§ **Action item**:
Scan the entries for the word "thru" and return every line that has it.

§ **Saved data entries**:

* * * * *

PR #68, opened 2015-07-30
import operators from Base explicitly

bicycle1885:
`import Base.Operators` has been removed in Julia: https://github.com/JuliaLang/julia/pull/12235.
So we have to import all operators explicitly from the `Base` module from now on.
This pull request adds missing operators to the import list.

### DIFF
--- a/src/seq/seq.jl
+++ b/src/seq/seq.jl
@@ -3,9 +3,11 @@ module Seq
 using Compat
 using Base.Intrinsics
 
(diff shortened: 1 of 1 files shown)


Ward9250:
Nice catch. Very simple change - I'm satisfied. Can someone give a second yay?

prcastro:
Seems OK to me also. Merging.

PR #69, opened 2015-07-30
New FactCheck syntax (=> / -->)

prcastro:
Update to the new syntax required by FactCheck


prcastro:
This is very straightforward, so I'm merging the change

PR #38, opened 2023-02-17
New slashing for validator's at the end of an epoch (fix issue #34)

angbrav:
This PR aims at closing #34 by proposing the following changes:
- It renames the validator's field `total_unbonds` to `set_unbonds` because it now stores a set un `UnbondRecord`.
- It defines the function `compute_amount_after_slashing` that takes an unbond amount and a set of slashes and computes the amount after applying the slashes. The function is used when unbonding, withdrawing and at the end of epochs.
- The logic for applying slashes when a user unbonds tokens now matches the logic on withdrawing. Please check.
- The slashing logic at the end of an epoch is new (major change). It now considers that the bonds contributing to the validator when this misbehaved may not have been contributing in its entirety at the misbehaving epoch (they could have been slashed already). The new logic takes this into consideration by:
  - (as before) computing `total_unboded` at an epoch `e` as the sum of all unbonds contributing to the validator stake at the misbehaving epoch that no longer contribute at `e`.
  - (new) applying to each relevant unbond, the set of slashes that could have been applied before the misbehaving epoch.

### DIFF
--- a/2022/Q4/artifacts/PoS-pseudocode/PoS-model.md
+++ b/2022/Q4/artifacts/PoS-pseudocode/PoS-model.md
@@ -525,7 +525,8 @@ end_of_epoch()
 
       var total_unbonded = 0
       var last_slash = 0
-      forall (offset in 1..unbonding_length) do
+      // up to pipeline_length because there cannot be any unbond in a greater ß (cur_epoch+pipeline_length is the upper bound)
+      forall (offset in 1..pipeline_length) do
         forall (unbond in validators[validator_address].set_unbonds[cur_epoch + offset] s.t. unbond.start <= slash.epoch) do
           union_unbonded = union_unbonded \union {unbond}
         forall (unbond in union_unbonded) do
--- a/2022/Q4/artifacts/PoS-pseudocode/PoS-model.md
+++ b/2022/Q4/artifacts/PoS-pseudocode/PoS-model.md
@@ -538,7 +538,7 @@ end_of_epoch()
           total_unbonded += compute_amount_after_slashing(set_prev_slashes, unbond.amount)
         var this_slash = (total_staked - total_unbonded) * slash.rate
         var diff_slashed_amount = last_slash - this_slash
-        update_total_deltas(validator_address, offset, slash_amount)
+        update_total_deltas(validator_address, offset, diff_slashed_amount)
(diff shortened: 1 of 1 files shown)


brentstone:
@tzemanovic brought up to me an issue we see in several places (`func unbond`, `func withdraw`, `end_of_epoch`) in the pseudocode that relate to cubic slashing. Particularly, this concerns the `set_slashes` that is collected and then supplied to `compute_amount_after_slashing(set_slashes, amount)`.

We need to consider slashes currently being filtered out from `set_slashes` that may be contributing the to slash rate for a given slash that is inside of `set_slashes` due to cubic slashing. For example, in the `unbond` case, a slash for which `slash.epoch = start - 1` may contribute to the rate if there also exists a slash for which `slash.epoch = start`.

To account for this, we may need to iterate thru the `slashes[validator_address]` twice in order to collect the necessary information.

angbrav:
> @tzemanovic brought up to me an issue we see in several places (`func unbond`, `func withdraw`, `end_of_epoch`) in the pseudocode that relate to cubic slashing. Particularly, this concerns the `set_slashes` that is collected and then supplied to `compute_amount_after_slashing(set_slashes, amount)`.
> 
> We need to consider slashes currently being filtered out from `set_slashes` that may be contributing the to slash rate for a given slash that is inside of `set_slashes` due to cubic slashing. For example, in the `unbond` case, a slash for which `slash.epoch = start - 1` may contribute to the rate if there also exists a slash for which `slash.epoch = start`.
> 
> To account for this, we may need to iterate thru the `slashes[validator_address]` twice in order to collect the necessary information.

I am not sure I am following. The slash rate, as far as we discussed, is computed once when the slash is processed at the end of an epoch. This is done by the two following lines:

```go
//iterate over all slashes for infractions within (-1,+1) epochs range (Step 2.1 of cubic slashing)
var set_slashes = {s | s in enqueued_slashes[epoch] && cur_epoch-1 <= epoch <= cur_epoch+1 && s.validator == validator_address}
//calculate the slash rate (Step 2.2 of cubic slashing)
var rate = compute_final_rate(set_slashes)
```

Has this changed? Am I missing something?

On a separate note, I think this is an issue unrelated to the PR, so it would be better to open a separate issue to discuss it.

* * * * *

§ **Reply to the task**:
To account for this, we may need to iterate thru the `slashes[validator_address]` twice in order to collect the necessary information.
> To account for this, we may need to iterate thru the `slashes[validator_address]` twice in order to collect the necessary information.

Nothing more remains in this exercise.